Della sua giustizia abbiamo perenni monumenti nelle tante Prammatiche, che ci lasciò. Fra tutti i Vicerè che governarono il Regno, egli fu, che sopra gli altri empisse il Regno di più leggi, contandosene sino a cento. I tanti avvenimenti e strani successi accaduti al suo tempo, la corruzione del secolo, e la perduta disciplina, l'obbligarono per questa via, nel miglior modo che si potè, a riparare la dissolutezza e pravità degli uomini.

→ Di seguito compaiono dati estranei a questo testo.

PR #78, opened 2022-12-02
Story/404922 encapsulate params

samadpaydar3:
The client implementations, e.g. EntriesClient, include methods with several parameters, while not all of those parameters are required. As Java does not support default value for method parameters, we decided to refactor the code generator to encapsulate the parameters of such methods in a separate class, and use that class as the parameter type. This way, when an api method is being called, it is not necessary to pass null arguments to the method.

In this PR:

- for each api method, a new class is created to encapsulate its parameters.
- that class is used as the parameter type for that api method
- As now the client doesn't need to send arguments for all the method parameters, there is no need to make the parameters nullable. So, the parameters are changed from wrapper classes to the primitive data types. For instance, from Integer to int.
Before this, we used null-check to decide which arguments need to be ignored, when using method parameters in the query parameters or in path.... This is changed as not the parameters are not Wrapper class, but primitive data type. So, the code ignores the arguments which are equal to the default value of the parameter. This means the method getNonNullParameters in the client library is replaced with getParametersWithNonDefaultValue.
- Integration tests are refactored to use the encapsulation classes

### DIFF
--- a/src/main/java/com/laserfiche/repository/api/clients/params/ParametersForAssignEntryLinks.java
+++ b/src/main/java/com/laserfiche/repository/api/clients/params/ParametersForAssignEntryLinks.java
@@ -1,24 +1,22 @@
 package com.laserfiche.repository.api.clients.params;
 
-import com.laserfiche.repository.api.clients.impl.model.*;
-import java.io.InputStream;
+import com.laserfiche.repository.api.clients.impl.model.PutLinksRequest;
+
 import java.util.List;
-import java.util.Map;
-import java.util.function.Consumer;
 
 public class ParametersForAssignEntryLinks {
 
     /**
      * The request repository ID.
      */
-    String repoId;
+    private String repoId;
 
     /**
      * The requested entry ID.
      */
-    int entryId;
+    private int entryId;
 
-    List<PutLinksRequest> requestBody;
+    private List<PutLinksRequest> requestBody;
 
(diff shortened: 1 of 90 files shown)


lf-jason-jia (approved):

src/main/java/com/laserfiche/repository/api/clients/params/ParametersForAssignEntryLinks.java
```diff
@@ -0,0 +1,47 @@
...
+
+    /**
+     * The request repository ID.
+     */
+    private String repoId;
+
+    /**
+     * The requested entry ID.
+     */
+    private int entryId;
```
jason-chan-lf, line 17: The documentation is added on a private property, so users won't be able to see this documentation? Should documentation be added on the getters like in the model classes?
https://github.com/Laserfiche/lf-repository-api-client-java/blob/3a648e9f15ed9d1904fe70c35c650f2aa76b072f/src/main/java/com/laserfiche/repository/api/clients/impl/model/ContextHit.java#L120-L123

samadpaydar3: Sorry Jason,
I noticed your comment after I merge in the pr.

Yes. I will update the pr.

samadpaydar3: Updated.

Dal 1559 primo anno del suo governo, insino a marzo del 1571, l'anno della sua morte, ne stabilì moltissime tutte sagge e prudenti, ed infra l'altre cose ripresse per quelle la rapacità de' Curiali, tassando i loro diritti: invigilò perchè la buona fede fosse tra gli artigiani, ne' traffichi, e ne' lavori di mano: fu vigilantissimo sopra l'onestà delle donne, proibendo severamente le scale notturne, imponendo pena di morte naturale a coloro, che per forza baciassero le donne, anche sotto pretesto di matrimonio: sterminò i fuorusciti: vendicò con severe pene di morte naturale i falsificatori di moneta: riordinò il Tribunal della Vicaria, ed egli fu, che impose agli Arcivescovi e Vescovi del Regno, che ordinassero a tutti i Parrocchiani e Beneficiati, che hanno cura d'anime, che dovessero formare un libro, dove giorno per giorno notassero tutti i battezzati, per sapersi la loro età e per buon governo anche dello Stato. Egli ancora riordinò le Province del Regno, e comandò, che in quelle si formassero pubblici Archivj, e diede altri provvedimenti per la politia del Regno, degni della sua saviezza e prudenza civile, contenuti nelle nostre Prammatiche, li quali per non tesserne qui lungo catalogo, possono secondo l'ordine de' tempi, ne' quali furono stabiliti, osservarsi nella Cronologia prefissa al primo tomo di quelle, secondo l'ultima edizione del 1715.